Looking to improve his drumming, Bonneville High School senior Nathanael Quimby diligently took notes and asked questions at a jam clinic the Salt Lake City Jazz Festival put on Saturday.
SALT LAKE CITY — Some budding musicians learned a few things Saturday about putting the jazz in Utah.
Looking to improve his drumming, Bonneville High School senior Nathanael Quimby diligently took notes and asked questions during a jam clinic at the Salt Lake City Jazz Festival.
Quimby hopes tips from professional drummer Jose «Pepe» Jimenez, who has played with various Las Vegas shows and with the rock band Santana, will help him keep the beat as he joins his school’s jazz band this year.
«Rhythm is key. That’s my big takeaway from all this,» he said.
Quimby was among the young musicians and some not so young to take advantage of the free jazz clinic, also sponsored by Jazz Arts of the Mountain West.
The three-day festival at the Gallivan Center wraps up Saturday night.
Saxophonist Greg Floor, a soloist at the festival, taught a session called «Improvisation: Chains of Freedom.»
«I’m trying to help the young jazz enthusiast who is trying to learn this language do so in a more efficient manner. I realized later in life that my early practice was flawed,» he said.
Improvisation, Floor said, is a skill that takes musicians years and years to develop.
Like Jimenez, he emphasized rhythm «The actual language is not the different notes that you choose but it’s the rhythm that you put them in,» he said.
Lucas Deal, a clarinet performance major at BYU who also plays sax, said it’s a misperception that jazz musicians are free to play however they want.

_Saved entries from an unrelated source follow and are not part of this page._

PR #1365, opened 2016-03-10
Added Crispy Doom script.

zerojay:


scriptmodules/ports/crispy-doom.sh
```diff
@@ -0,0 +1,52 @@
...
+# at https://raw.githubusercontent.com/RetroPie/RetroPie-Setup/master/LICENSE.md
+#
+
+rp_module_id="crispy-doom"
+rp_module_desc="Crispy Doom - Enhanced port of the official DOOM source"
+rp_module_menus="4+"
+rp_module_flags="!mali !x86"
+
+function depends_crispy-doom() {
+    getDepends libsdl1.2-dev libsdl-net1.2-dev libsdl-mixer1.2-dev python-imaging
```
joolswills: does it need any of the autotools dependencies ? (as it is using autogen.sh)

joolswills:
what does this doom port offer over existing ports ? Ijust wondering as there are even more doom engines, and we don't really want to add them all unless they are needed (every module increases the time to load retropie_setup, so I would like to know we are adding things through need rather than just because they exist etc) :)

zerojay:
It was a request from the forums. I'm okay with it being left out and just living in my github, honestly. To my understanding, it's meant to lift some of the limits of the engine for more detailed levels, that sort of thing. Still plays the original levels the same way. Put it this way, I'm a huge DOOM fan and I hadn't heard of this particular source port before.

joolswills:
thanks. ok might be easiest to do that for for now. afaik zdoom does that also - although without knowing more I don't know the technically differences.

I might try and think of a mechanism when making it easier to install/remove independent modules to speed up loading, perhaps with a cache so only modules that are needed are loaded or something. It's not needed right away, but if we continue to grow at this pace it will be needed at some point.

scriptmodules/ports/crispy-doom.sh
zerojay: I added automake and autoconf to it now.

joolswills:
np though :)

zerojay:
I created my own repo (https://github.com/zerojay/RetroPie-Extra) that I'll use for all the scripts I'll be working on for stuff like this and you can feel free to dip in and grab what you feel will be right for RetroPie, suggest fixes, etc... Things in the master branch will be stuff I consider mature enough and tested and things that are still unstable/unready/has issues will be in their own branches.

I'll still be sending PRs for stuff that makes sense for mainline too. :)

joolswills:
sounds great thanks :)

PR #1381, opened 2016-03-15
Fix typo in ISSUE_TEMPLATE

adrianmoisey:


joolswills:
I've reworded it so this change is not needed. thanks.

PR #1384, opened 2016-03-16
Rpi1 default res

joolswills:


joolswills:
Assuming everyone is happy then. :)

Being disciplined and deliberate comes with the gig.
«To really to be able to improvise freely and express yourself you have to be very diligent and controlled in what you do. It doesn’t actually work to pick up a horn and say, ‘I’m going to play anything,'» he said.
All those attending the clinic — some for learning, some just listening to music — share a love of jazz.
«The great thing about jazz is that it’s always new,» said Deal, who aspires to be a jazz professor.
Floor asked how someone could decide whether Ray Charles’ gruff voice is better than Pavarotti’s perfect vibrato because they’re both unbelievable.
«And that’s what’s great about jazz. We’re saying your voice is your voice. Sound how you sound and let’s talk,» he said.
«It’s a very free, a very American art form that is just an absolute joy. Whatever I have to say, then the drummer answers me back and the bass player says something and you’re having this conversation and hopefully the audience likes it.»